Nothing but the lines from the one containing "Overall lgtm." through the last line of the entries should appear in the output, each verbatim.

----- RECORDED INFORMATION

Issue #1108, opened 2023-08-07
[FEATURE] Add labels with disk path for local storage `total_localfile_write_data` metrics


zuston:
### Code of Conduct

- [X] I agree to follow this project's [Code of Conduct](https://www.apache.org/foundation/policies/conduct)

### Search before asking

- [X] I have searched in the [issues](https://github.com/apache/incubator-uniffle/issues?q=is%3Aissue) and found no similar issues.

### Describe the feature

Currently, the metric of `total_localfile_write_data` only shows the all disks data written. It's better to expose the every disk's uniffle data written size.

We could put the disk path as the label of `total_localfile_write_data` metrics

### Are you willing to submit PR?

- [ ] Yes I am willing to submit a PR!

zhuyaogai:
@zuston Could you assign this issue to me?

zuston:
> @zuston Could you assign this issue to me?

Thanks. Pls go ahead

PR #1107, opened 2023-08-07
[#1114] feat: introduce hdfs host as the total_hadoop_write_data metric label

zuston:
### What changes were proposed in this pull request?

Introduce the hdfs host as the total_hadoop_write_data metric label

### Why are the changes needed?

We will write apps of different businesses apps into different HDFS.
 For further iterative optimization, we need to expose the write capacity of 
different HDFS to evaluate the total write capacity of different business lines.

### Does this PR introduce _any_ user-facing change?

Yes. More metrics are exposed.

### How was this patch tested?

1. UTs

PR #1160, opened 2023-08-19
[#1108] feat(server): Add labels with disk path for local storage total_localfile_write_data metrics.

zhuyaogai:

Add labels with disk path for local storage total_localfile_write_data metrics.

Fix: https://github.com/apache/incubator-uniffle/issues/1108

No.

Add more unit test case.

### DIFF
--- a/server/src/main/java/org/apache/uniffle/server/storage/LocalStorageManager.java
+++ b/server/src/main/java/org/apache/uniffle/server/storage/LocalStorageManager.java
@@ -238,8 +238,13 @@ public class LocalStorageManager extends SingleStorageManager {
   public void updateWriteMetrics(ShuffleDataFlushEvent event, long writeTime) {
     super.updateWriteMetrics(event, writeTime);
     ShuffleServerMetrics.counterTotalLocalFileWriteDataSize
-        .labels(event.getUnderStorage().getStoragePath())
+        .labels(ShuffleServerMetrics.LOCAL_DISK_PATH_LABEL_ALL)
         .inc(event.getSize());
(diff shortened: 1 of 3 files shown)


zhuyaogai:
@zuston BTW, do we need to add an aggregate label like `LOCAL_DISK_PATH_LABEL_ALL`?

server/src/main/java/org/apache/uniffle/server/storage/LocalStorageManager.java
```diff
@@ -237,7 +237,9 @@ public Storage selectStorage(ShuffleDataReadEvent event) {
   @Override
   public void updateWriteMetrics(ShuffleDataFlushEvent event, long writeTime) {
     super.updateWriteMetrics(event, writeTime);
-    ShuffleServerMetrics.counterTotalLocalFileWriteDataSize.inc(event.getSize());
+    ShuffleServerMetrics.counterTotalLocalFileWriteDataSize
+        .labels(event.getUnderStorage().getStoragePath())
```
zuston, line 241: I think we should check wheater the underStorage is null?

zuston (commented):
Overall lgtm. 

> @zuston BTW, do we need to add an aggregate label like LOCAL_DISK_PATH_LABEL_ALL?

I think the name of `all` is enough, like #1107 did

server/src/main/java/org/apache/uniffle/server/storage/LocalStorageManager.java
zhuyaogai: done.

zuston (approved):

----------

• **YOUR RESPONSE**
Overall lgtm. 

> @zuston BTW, do we need to add an aggregate label like LOCAL_DISK_PATH_LABEL_ALL?

I think the name of `all` is enough, like #1107 did

server/src/main/java/org/apache/uniffle/server/storage/LocalStorageManager.java
zhuyaogai: done.

zuston (approved):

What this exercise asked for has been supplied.